- What the task asks:
Please give back an exact reproduction of the lines from the one with "# the target method." through the end of the entries below, and no others.

----

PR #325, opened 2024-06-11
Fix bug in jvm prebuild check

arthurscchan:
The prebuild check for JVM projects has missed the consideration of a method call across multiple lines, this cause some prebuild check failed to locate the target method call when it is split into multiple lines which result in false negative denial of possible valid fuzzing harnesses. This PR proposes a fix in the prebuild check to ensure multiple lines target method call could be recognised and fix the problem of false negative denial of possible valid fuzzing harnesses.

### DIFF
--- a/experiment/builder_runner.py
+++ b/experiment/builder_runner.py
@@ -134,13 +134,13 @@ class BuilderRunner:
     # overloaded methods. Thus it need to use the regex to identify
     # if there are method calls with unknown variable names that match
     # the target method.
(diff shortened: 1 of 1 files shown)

----

- Your response:
     # the target method.
(diff shortened: 1 of 1 files shown)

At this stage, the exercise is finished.